Segment Start: AVAILABLE DATA

PR #445, opened 2020-03-11
Activate RocksDB globaly.

HristoStaykov:


teoparvanov:
Hi Andrew, thanks for pointing this out! We will add support to Apollo tests to switch between persistent/non-persistent replicas where applicable (for persistency and long-running tests we should always have "-p"). 

On the other hand, I still think CI should only run with persistent replicas.

tests/apollo/CMakeLists.txt
```diff
@@ -1,33 +1,39 @@
...
     add_test(NAME skvbc_persistence_tests COMMAND sh -c
             "python3 -m unittest test_skvbc_persistence 2>&1 > /dev/null"
             WORKING_DIRECTORY ${CMAKE_CURRENT_SOURCE_DIR})
             
-add_test(NAME skvbc_ro_replica_tests COMMAND sh -c
-        "python3 -m unittest test_skvbc_ro_replica 2>&1 > /dev/null"
-        WORKING_DIRECTORY ${CMAKE_CURRENT_SOURCE_DIR})
+    add_test(NAME skvbc_ro_replica_tests COMMAND sh -c
+            "python3 -m unittest test_skvbc_ro_replica 2>&1 > /dev/null"
+            WORKING_DIRECTORY ${CMAKE_CURRENT_SOURCE_DIR})
```
teoparvanov: please revert this - it's unrelated to the current PR

tests/apollo/CMakeLists.txt
```diff
@@ -1,33 +1,39 @@
+if (BUILD_ROCKSDB_STORAGE)
+    set(TESTS_ARGS = "-p")
+else()
+    set(TESTS_ARGS = "")
+endif()
+
 add_test(NAME skvbc_basic_tests COMMAND sh -c
-        "python3 -m unittest test_skvbc 2>&1 > /dev/null"
+        "TESTS_ARGS=${TESTS_ARGS} python3 -m unittest test_skvbc 2>&1 > /dev/null"
```
teoparvanov: I think it would be more elegant to inject BUILD_ROCKSDB_STORAGE here (and all environment variables, ideally)

tests/apollo/CMakeLists.txt
```diff
@@ -1,33 +1,39 @@
...
         WORKING_DIRECTORY ${CMAKE_CURRENT_SOURCE_DIR})
 
 add_test(NAME skvbc_linearizability_tests COMMAND sudo sh -c
-        "python3 -m unittest test_skvbc_history_tracker test_skvbc_linearizability 2>&1 > /dev/null"
+        "TESTS_ARGS=${TESTS_ARGS} python3 -m unittest test_skvbc_history_tracker test_skvbc_linearizability 2>&1 > /dev/null"
```
teoparvanov: same here

tests/apollo/test_skvbc.py
```diff
@@ -27,12 +28,14 @@ def start_replica_cmd(builddir, replica_id):
...
     """
+    argsToAdd = os.environ.get('TESTS_ARGS', "")
     statusTimerMilli = "500"
     path = os.path.join(builddir, "tests", "simpleKVBC", "TesterReplica", "skvbc_replica")
     return [path,
             "-k", KEY_FILE_PREFIX,
             "-i", str(replica_id),
-            "-s", statusTimerMilli]
+            "-s", statusTimerMilli,
+            argsToAdd]
```
teoparvanov: add "-p" here only if BUILD_ROCKSDB_STORAGE=TRUE/ON

HristoStaykov:
Still doing research how to inject all the options set in CMake.
The tests are failing because of a minor mistake (accidentally added "=" when setting the variable TESTS_ARGS).

teoparvanov:
I suggest to focus on passing BUILD_ROCKSDB_STORAGE. Passing the entire environment is not a priority right now - I just mentioned it, in case it could be done easily.

tests/apollo/CMakeLists.txt
HristoStaykov: Yes, a map of all environment variables would be better in the long run if more options appear, only the "start_replica_cmd" in the python code has to be modified.

tests/apollo/test_skvbc_linearizability.py
```diff
@@ -40,8 +41,8 @@ def start_replica_cmd(builddir, replica_id):
             "-k", KEY_FILE_PREFIX,
             "-i", str(replica_id),
             "-s", statusTimerMilli,
-            "-v", viewChangeTimeoutMilli
-            ]
+            "-v", viewChangeTimeoutMilli,
+            "-p" if os.environ.get('BUILD_ROCKSDB_STORAGE') == "true" else ""]
```
teoparvanov: maybe don't check against a specific value here... Just verify if the variable is set at all, to avoid weird regressions in the future.

tests/apollo/test_skvbc_slow_path.py
```diff
@@ -34,7 +35,8 @@ def start_replica_cmd(builddir, replica_id):
             "-k", KEY_FILE_PREFIX,
             "-i", str(replica_id),
             "-s", statusTimerMilli,
-            "-v", viewChangeTimeoutMilli]
+            "-v", viewChangeTimeoutMilli,
+            "-p" if os.environ.get('BUILD_ROCKSDB_STORAGE') == "true" else ""]
```
teoparvanov: same here and below

tests/apollo/test_skvbc_linearizability.py
teoparvanov: on second thought, let's check against TRUE or ON (should be case insensitive)

tests/apollo/test_skvbc.py
```diff
@@ -32,7 +33,10 @@ def start_replica_cmd(builddir, replica_id):
     return [path,
             "-k", KEY_FILE_PREFIX,
             "-i", str(replica_id),
-            "-s", statusTimerMilli]
+            "-s", statusTimerMilli,
+            "-p" if os.environ.get('BUILD_ROCKSDB_STORAGE', "").lower() == "true" \
+                 or os.environ.get('BUILD_ROCKSDB_STORAGE', "").lower() == "on" \
```
teoparvanov: The following would be more elegant:
`if os.environ.get('BUILD_ROCKSDB_STORAGE', "").lower() in set(["true", "on"])`

tests/apollo/test_skvbc_auto_view_change.py
```diff
@@ -34,7 +35,10 @@ def start_replica_cmd(builddir, replica_id):
             "-i", str(replica_id),
             "-s", statusTimerMilli,
             "-v", viewChangeTimeoutMilli,
-            "-a", autoPrimaryRotationTimeoutMilli]
+            "-a", autoPrimaryRotationTimeoutMilli,
+            "-p" if os.environ.get('BUILD_ROCKSDB_STORAGE', "").lower() == "true" \
+                 or os.environ.get('BUILD_ROCKSDB_STORAGE', "").lower() == "on" \
```
teoparvanov: same here and below

andrewjstone:
Awesome work. Thanks!

PR #446, opened 2020-03-12
Remove the 'found' param in merkle getBlockById()

dartdart26:
Return Status::NotFound() instead of returning Status::OK() and setting
the 'found' output parameter to true. This makes the interface clearer
and easier to use.

### DIFF
--- a/storage/src/merkle_tree_db_adapter.cpp
+++ b/storage/src/merkle_tree_db_adapter.cpp
@@ -285,10 +285,9 @@ Sliver DBAdapter::createBlockNode(const SetOfKeyValuePairs &updates,
   // Make sure the digest is zero-initialized by using {} initialization.
   auto parentBlockDigest = StateTransferDigest{};
   if (blockId > 1) {
-    auto found = false;
     Sliver parentBlock;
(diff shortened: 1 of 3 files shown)


storage/src/merkle_tree_db_adapter.cpp
```diff
@@ -303,20 +302,12 @@ Sliver DBAdapter::createBlockNode(const SetOfKeyValuePairs &updates,
   return block::detail::createNode(node);
 }
 
-Status DBAdapter::getBlockById(BlockId blockId, Sliver &block, bool &found) const {
-  found = false;
+Status DBAdapter::getBlockById(BlockId blockId, Sliver &block) const {
   const auto blockKey = DBKeyManipulator::genBlockDbKey(blockId);
   Sliver blockNodeSliver;
   if (auto status = db_->get(blockKey, blockNodeSliver); status.isNotFound()) {
```
toly-kournik: I like this syntax

dartdart26:
> LGTM - much cleaner and shorter

@toly-kournik Thanks for suggesting that change!

PR #449, opened 2020-03-13
[Apollo] Explicitly defining the metrics port in the Replica object

teoparvanov:
So far, the metrics (UDP) port was assumed to be the replica's listen port, incremented by 1000. This is true for the TesterReplicas used by Apollo's default BftTestNetwork. However, the port number may follow a different pattern when running against an external (containerized) BFT network.

This PR provides the option to set an arbitrary metrics port via the Replica object.


teoparvanov:
@andrewjstone can you help me with a review on this PR?

Thanks!

PR #453, opened 2020-03-17
Fix call to linkSTChainFrom() in DBAdapter's ctor

dartdart26:
Fix the call to linkSTChainFrom() in DBAdapter's constructor - linking
should be done from getLastReachableBlock() + 1 instead of
getLatestBlock() + 1 as the latter doesn't make sense and it will not
link anything.


dartdart26:
Pushed (without changes) to force a new CI run. Failure is not related to this change.

PR #454, opened 2020-03-17
Support empty blocks in the merkle tree DBAdapter

dartdart26:
Rationale for supporting empty blocks:
 * not imposing restrictions on users
 * support for marking that an event has happened without any data.

Please note that support for empty blocks with regards to client
filtering is a separate topic and will be added in future commits.

When a request for creating an empty block comes in, we create a block
node without any keys and with a state merkle tree root equal to the one
of the previous non-empty block. Additionally, when saving a leaf into
the DB, we serialize it as a concatenation of the block ID the value was
saved at and the value itself. This allows us to maintain a mapping
between merkle tree versions and block IDs and enables the
implementation of getKeyByReadVersion() and its support for returning
the actual block version of the key that is being searched for.

Remove sparse_merkle::IDBReader::get_leaf() as it is not being used.

Provide a specific unit test to prove empty blocks work as expected.
Additionally, enhance a number of existing tests with empty block cases.

### DIFF
--- a/storage/include/blockchain/merkle_tree_db_adapter.h
+++ b/storage/include/blockchain/merkle_tree_db_adapter.h
@@ -110,13 +110,11 @@ class DBAdapter : public DBAdapterBase {
   const sparse_merkle::Hash &getStateHash() const { return smTree_.get_root_hash(); }
 
  private:
-  concordUtils::Sliver createBlockNode(const concordUtils::SetOfKeyValuePairs &updates,
-                                       BlockId blockId,
-                                       const sparse_merkle::Version &stateRootVersion) const;
+  concordUtils::Sliver createBlockNode(const concordUtils::SetOfKeyValuePairs &updates, BlockId blockId) const;
 
   // Returns a set of key/value pairs that represent the needed DB updates for adding a block as part of the blockchain.
-  concordUtils::SetOfKeyValuePairs lastReachableBlockkDbUpdates(const concordUtils::SetOfKeyValuePairs &updates,
-                                                                BlockId blockId);
+  concordUtils::SetOfKeyValuePairs lastReachableBlockDbUpdates(const concordUtils::SetOfKeyValuePairs &updates,
+                                                               BlockId blockId);
 
   // Try to link the ST temporary chain to the blockchain from the passed blockId up to getLatestBlock().
   concordUtils::Status linkSTChainFrom(BlockId blockId);
@@ -148,9 +146,7 @@ namespace detail {
 
 // Serialize leafs in the DB as the block ID the value was saved at and the value itself.
 struct DatabaseLeafValue {
-  using BlockIdType = BlockId;
-
-  BlockIdType blockId;
+  BlockId blockId;
   sparse_merkle::LeafNode leafNode;
 };
 
--- a/storage/include/blockchain/merkle_tree_db_adapter.h
+++ b/storage/include/blockchain/merkle_tree_db_adapter.h
@@ -72,7 +72,6 @@ class DBAdapter : public DBAdapterBase {
   // - adding the whole block (raw block) in its own key
   // - calculating and filling in the parent digest.
   // Typically called by the application when adding a new block.
-  // Empty blocks are not allowed - this method will return IllegalOperation if an empty set is passed.
   concordUtils::Status addLastReachableBlock(const concordUtils::SetOfKeyValuePairs &updates);
 
   // Adds a block from its raw representation and a block ID.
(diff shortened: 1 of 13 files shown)


storage/src/merkle_tree_db_adapter.cpp
```diff
@@ -328,25 +342,30 @@ Status DBAdapter::getBlockById(BlockId blockId, Sliver &block) const {
   for (const auto &[key, keyData] : blockNode.keys) {
     if (!keyData.deleted) {
       Sliver value;
-      if (const auto status = db_->get(DBKeyManipulator::genDataDbKey(key, blockId), value); !status.isOK()) {
+      if (const auto status = db_->get(DBKeyManipulator::genDataDbKey(key, blockNode.stateRootVersion.value()), value);
```
andrewjstone: Is this because the blockId no longer matches the root version ?

storage/src/merkle_tree_db_adapter.cpp
```diff
@@ -328,25 +342,30 @@ Status DBAdapter::getBlockById(BlockId blockId, Sliver &block) const {
...
   return Status::OK();
 }
 
-concordUtils::SetOfKeyValuePairs DBAdapter::lastReachableBlockkDbUpdates(const SetOfKeyValuePairs &updates,
-                                                                         BlockId blockId) {
-  const auto updateBatch = smTree_.update(updates);
-
-  // Key updates.
-  auto dbUpdates = batchToDbUpdates(updateBatch);
+SetOfKeyValuePairs DBAdapter::lastReachableBlockkDbUpdates(const SetOfKeyValuePairs &updates, BlockId blockId) {
```
andrewjstone: Nit: Typo `Blockk`

storage/src/merkle_tree_db_adapter.cpp
```diff
@@ -328,25 +342,30 @@ Status DBAdapter::getBlockById(BlockId blockId, Sliver &block) const {
...
+  auto dbUpdates = SetOfKeyValuePairs{};
+  // Create a block with the same state root as the previous one if there are no updates.
+  if (!updates.empty()) {
+    // Key updates.
+    const auto updateBatch = smTree_.update(updates);
+    dbUpdates = batchToDbUpdates(updateBatch, blockId);
+  }
 
   // Block key.
   dbUpdates[DBKeyManipulator::genBlockDbKey(blockId)] = createBlockNode(updates, blockId, smTree_.get_version());
```
andrewjstone: Looking at this I was wondering why we didn't also pass `smTree.get_root_hash(`). It turns out that we don't need it in `createBlockNode` since `smTree_` is a member variable of the class. Therefore we also don't need to pass `smTree_.get_version()` here either. This can be made in a separate change, but I think it makes the code clearer.

storage/include/blockchain/merkle_tree_db_adapter.h
```diff
@@ -131,26 +129,37 @@ class DBAdapter : public DBAdapterBase {
...
   };
 
   sparse_merkle::Tree smTree_;
 };
 
+namespace detail {
+
+// Serialize leafs in the DB as the block ID the value was saved at and the value itself.
+struct DatabaseLeafValue {
+  using BlockIdType = BlockId;
```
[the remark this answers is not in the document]
dartdart26: Rationale is to call `fromBigEndianBuffer()` with the correct type. Can be achieved via `decltype`, doing that instead.

storage/include/blockchain/merkle_tree_serialization.h
```diff
@@ -345,6 +350,22 @@ inline block::detail::Node deserialize<block::detail::Node>(const concordUtils::
   return node;
 }
 
+// Deserializes the state root version from a serialized block::detail::Node .
+inline sparse_merkle::Version deserializeStateRootVersion(const concordUtils::Sliver &buf) {
+  Assert(buf.length() >= block::detail::Node::MIN_SIZE);
+  constexpr auto offset = sizeof(block::detail::Node::BlockIdType) + block::detail::Node::PARENT_DIGEST_SIZE +
```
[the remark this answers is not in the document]
dartdart26: That's a good point and I have also been thinking about it. I agree there is room for improvement here.

An option to consider is to introduce `serialize()` and `deserialize()` methods to types. That will solve the dependency between files. However, it might be a big burden on types that have a different purpose altogether. That is why I only introduced `SIZE_IN_BYTES` members in `sparse_merkle` types and not code or offsets. On the other hand, why would anybody care about size if not for serialization...

Another option might be to remove public data members and enforce usage of constructors so that users can't create an object in an incomplete state. Then, as you mention, we already have tests for serialization and that would help us find issues when there is a breaking change.

The problem is more relevant for types that are not part of the `detail` namespace, e.g. types in the `sparse_merkle` namespace as it would be perfectly valid to change these types without thinking about serialization there (and I think people should be encouraged not to think about it there).

Let me leave as is in this PR and please let's discuss in order to find a solution that will solve it for all cases in a uniform manner.

Thanks!

storage/include/sparse_merkle/tree.h
```diff
@@ -42,6 +42,7 @@ class Tree {
 
   const Hash& get_root_hash() const { return root_.hash(); }
   Version get_version() const { return root_.version(); }
+  const BatchedInternalNode& get_root() const { return root_; }
```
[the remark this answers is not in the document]
dartdart26: Initially, I had added this as I was saving an internal node if the first block (block ID = 1) was empty. However, that is not needed as we rely on the fact that tree versions start from 0 (hence the added test). I will just remove the unused `get_root()` method.

storage/src/merkle_tree_db_adapter.cpp
dartdart26: Yes.

storage/src/merkle_tree_db_adapter.cpp
dartdart26: Thanks, fixing!

storage/src/merkle_tree_db_adapter.cpp
dartdart26: Great catch! Doing that.

dartdart26:
Thanks @andrewjstone, great comments! I have addressed them in the last commit.

storage/include/blockchain/merkle_tree_serialization.h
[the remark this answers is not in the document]
andrewjstone: Ok. Cool. I'm also not sure I want to introduce serialize()/deserialize() methods. We can discuss at a later point.

PR #460, opened 2020-03-17
Add a conan package for RapidCheck

andrewjstone:
RapidCheck is a property based testing tool. This commit adds it as a
dependency.


.conan/rapidcheck_pkg/conanfile.py
```diff
@@ -0,0 +1,34 @@
...
+    scm = {
+        "type": "git",
+        "subfolder": ".",
+        "url": "https://github.com/emil-e/rapidcheck.git",
+        "revision": "258d907da00a0855f92c963d8f76eef115531716"
+    }
+    name = "rapidcheck"
+    version = "258d907da00a0855f92c963d8f76eef115531716"
+    license = "BSD 2-Clause"
+    url = "http://github.com/emil-e/rapidcheck"
```
dartdart26: [Minor]: I guess it doesn't use this URL to fetch (instead, it should be using the `scm.url `one), but maybe we can use `https` here too.

andrewjstone: Good catch. Will fix!

PR #1398, opened 2021-04-20
Makefile: Make all variables configurable via CLI and env variables

f-squirrel:
This PR is a continuation of #1338.

Reason:
Before the change the only way to configure Makefile variables was
```
make VARIABLE_NAME=value
```

After the change Makefile will support the old way and more canonical configuration:
```
VARIABLE_NAME=value make
```

or
```
export VARIABLE_NAME=value
make
```

Thus variable can be set not only via the CLI but also as a regular environment variable.


andrewjstone (approved):
Looks great.  Thanks @f-squirrel .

Segment End: AVAILABLE DATA

WORK INSTRUCTIONS: For the records above, state the count of lines where "being" appears, without any other text.

TASK OUTPUT: 2